:: TASK DETAILS ::
A single number is the whole answer: how many lines in this listing contain "visual".

:: MATERIAL FOR THE TASK ::
PR #1052, opened 2026-06-05
fix(windows): keep rounded corners on snap and remove shell outline (#984)

### LINKED ISSUE #984: Windows: window loses rounded corners when snapped; visible outline/border around app shell
## Summary

Two related window-chrome polish issues on the Windows desktop app:

1. **Rounded corners are lost when the window is snapped** to a side of the monitor (Win+Left/Right, drag-to-edge). The corners square off. They should stay rounded in the snapped state, matching the normal/floating window.
2. **The window has a visible outline/border** around the app shell. It should not — the floating-chrome design is meant to read as a clean rounded surface with shadow only.

See attached screenshot: thin light outline visible around the entire window edge.

## Environment

- Tandem 0.13.5, Windows 11 desktop app (Tauri)

## Where this lives

- `src-tauri/tauri.conf.json:22` — `"decorations": false` (borderless window).
- `src-tauri/src/lib.rs:552-554` — `tauri-plugin-decorum` restores resize handles + shadow.
- There is **no `DWMWA_WINDOW_CORNER_PREFERENCE` handling anywhere in `src-tauri/`** (grep for `DWMWCP`/`DWMWA` returns nothing), so window-corner rounding is left to default Windows behavior — which squares corners on snap/maximize.

## Notes for the fix

- Windows 11 rounds corners by default for normal windows but **squares them when snapped or maximized**. To keep them rounded when snapped, the app likely needs to explicitly set `DWMWA_WINDOW_CORNER_PREFERENCE = DWMWCP_ROUND` via `DwmSetWindowAttribute` (and re-assert it on window-state changes, since the snapped state resets it). Worth confirming whether forcing rounded corners on a snapped window fights the OS snap layout / shadow.
- The outline may be the borderless-window edge that `tauri-plugin-decorum` / DWM draws. Investigate whether it's a DWM border color (`DWMWA_BORDER_COLOR` → `DWMWA_COLOR_NONE`) or a CSS border on the app shell. (App shell CSS uses `html, body, #root { overflow: hidden }` in `index.html`; no obvious shell border there, pointing at the native window border.)
- Windows-only; should be a no-op on macOS/Linux.

bloknayrb:
## Summary

Closes #984.

On Windows 11 the Tandem desktop window squared its corners when snapped/maximized and showed a thin outline around the borderless app shell. The root cause: the window uses `decorations: false` (borderless) and relied on default Windows 11 corner behavior, which **squares corners on snap/maximize**, plus DWM&#39;s default borderless-window border draw.

This adds explicit Desktop Window Manager (DWM) opt-ins:

- `DWMWA_WINDOW_CORNER_PREFERENCE = DWMWCP_ROUND` — forces rounded corners even when snapped/maximized.
- `DWMWA_BORDER_COLOR = DWMWA_COLOR_NONE` (`0xFFFFFFFE`) — suppresses the window outline, giving a clean rounded surface with shadow only.

Both attributes are applied via `DwmSetWindowAttribute`:
1. At window **setup** (right after the existing theme-seed block in `setup()`).
2. **Re-asserted** on `WindowEvent::Resized`, because snap-layout transitions (and maximize/restore) always resize the window and reset the corner preference. `Moved` fires per mouse-move sample during a drag and never changes corner state, so it was excluded.

### Implementation notes

- All new code is gated behind `#[cfg(target_os = "windows")]` — a complete no-op on macOS/Linux. The call sites are also cfg-gated, so non-Windows builds are unaffected.
- A tiny `RawHwnd` trait normalizes `hwnd()` across the two window types Tauri hands us (`WebviewWindow` in `setup()`, `Window` in `on_window_event`) and returns a raw `*mut c_void`, so the DWM code never has to name the `windows`-crate `HWND` type (which Tauri does not publicly re-export) and is agnostic to whether `HWND.0` is a pointer or `isize`.
- DWM calls are **best-effort**: a failing `DwmSetWindowAttribute` (e.g. a pre-Win11-build-22000 host that predates these attributes) is logged at `debug` and ignored — it never aborts startup.
- Adds `windows-sys` (`0.59`, features `Win32_Foundation` + `Win32_Graphics_Dwm`) as a **Windows-only** dependency. `windows-sys 0.59.0` was already in the lock transitively; this just makes `tandem-desktop` a direct dependent. `DWMWA_COLOR_NONE` is imported directly from `windows-sys` (it is exported by the crate).

## Verification

- `npm run typecheck` — passes (no TS changes, run per recipe).
- `cargo check` (native `x86_64-unknown-linux-gnu`) — passes; confirms the non-Windows build and the new dependency block are clean.
- `cargo check --target x86_64-pc-windows-gnu` — **passes**; this is the path that actually compiles and type-checks the Windows-only code (`apply_window_chrome`, the `RawHwnd` trait + impls, the `windows-sys` DWM bindings, and both call sites).
- `cargo test` (native) — **75 passed, 0 failed**.

### ⚠️ Manual verification required on Windows 11

This was implemented and compile-verified in a Linux cloud container; the **visual result could not be observed here**. A maintainer should, on a Windows 11 machine:

1. Snap the window (Win+Left / Win+Right / drag-to-edge) and confirm the corners **stay rounded**.
2. Maximize and restore, confirming corners round correctly in each state.
3. Confirm the thin outline around the app shell is **gone** in floating, snapped, and maximized states.

---


bloknayrb:
**Review verdict: APPROVE-WITH-CHANGES** (posted as a comment — the review identity authored the PR). One lens ran: general code review with the FFI surface cross-checked against `windows-sys` 0.59, Tauri 2.11.1's `hwnd()`, and `tauri-plugin-decorum` 1.1.1 source. FFI/unsafe correctness is sound; two real issues worth fixing.

### SHOULD-FIX (2)

1. **The `log::debug!` failure logs are filtered out — DWM failures are silently dropped, not "logged at debug."** The log plugin is configured at `lib.rs:578-582` with `LevelFilter::Info` (debug builds) / `Warn` (release), both above `Debug`; with the `devtools` feature the log plugin isn't registered at all. So the doc comment and CHANGELOG claim ("logged at debug and ignored") is false in every shipping configuration — a Win10 fallback or HRESULT error leaves zero trace. Either bump to a level that clears the filter if observability matters, or update the comment + CHANGELOG to say "silently ignored (best-effort)." Code and prose just need to agree.
2. **`apply_window_chrome` fires two DWM syscalls per `Moved` event, and `Moved` fires per mouse-move sample during a drag.** The re-assert is genuinely needed for snap/maximize — but those always deliver `Resized`. A pure `Moved` drag doesn't change corner state. Dropping the `Moved` arm from the `matches!` guard removes the unbounded per-drag-tick syscall path while keeping the fix complete; alternatively state-gate on last-applied value. No visible flicker expected either way (DWM no-ops on unchanged attributes), so this is UI-thread hygiene, not a user-facing bug.

### Verified clean

- **FFI:** signature matches `windows-sys` 0.59 exactly; constants match `dwmapi.h` (33/34/2/`0xFFFFFFFE`); `cbAttribute` sizes exact; `HWND` is `*mut c_void` in 0.59 so the cast chain is sound, and the `h.0 as isize as *mut c_void` bridge is robust across the windows-crate pointer-vs-isize representations. SAFETY comments justified. Both call sites are main-thread.
- **No plugin conflicts:** decorum 1.1.1 does its chrome via injected JS + undecorated-shadow, never touches these DWM attributes; window-state only persists geometry.
- **Pre-Win11:** graceful non-zero HRESULT swallow, startup never aborted. Clean cfg-gating; non-Windows is a true no-op.
- **Cargo hygiene:** dep correctly scoped to the windows target with minimal features; lock adds only the expected edge.

### Reminder

The visual half is still on Bryan: snap Win+Left/Right, maximize/restore, confirm corners stay rounded and the outline is gone in all three states (this machine is Windows 11, so it's testable here once a build exists).

---

bloknayrb:
⚠️ `rust-test (windows-latest)` is failing on `984cd92` ("refactor(windows): collapse RawHwnd … to isize") — the refactor breaks the MSVC build (3× `E0308`).

**Why:** the commit's premise — that `windows-sys 0.59` `HWND` is `isize` and Tauri's `hwnd()` returns `HWND(pub isize)` — doesn't hold on the **MSVC** `windows` crate. The CI errors confirm both representations are pointers there:
- `self.hwnd().map(|h| h.0)` → `*mut c_void`, can't satisfy `Result<isize>` ("expected `isize`, found `*mut c_void`")
- the consumer `let hwnd: HWND = …` → `windows-sys` `HWND` is `*mut c_void`, not `isize` ("expected `*mut c_void`, found `isize`")

`windows-gnu` (and older crate versions) represent these as `isize`, which is why a local `cargo check --target x86_64-pc-windows-gnu` passed — but `windows-latest` is MSVC. The `as isize as *mut c_void` double-cast that was removed is **load-bearing**: it's the portable bridge across the pointer-vs-`isize` representations, not redundant.

**Fix:** revert `984cd92` — i.e. restore `raw_hwnd() -> Result<*mut c_void, String>` with `self.hwnd().map(|h| h.0 as isize as *mut core::ffi::c_void)` and the `ptr as HWND` consumer. That's exactly the state at `d279e62`, whose CI run was green.

I've held off pushing the revert myself to avoid racing the session that just pushed `984cd92` to this branch. Say the word and I'll push the revert, or it can be reverted on your end.

---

:: RESPONSE BELOW ::
2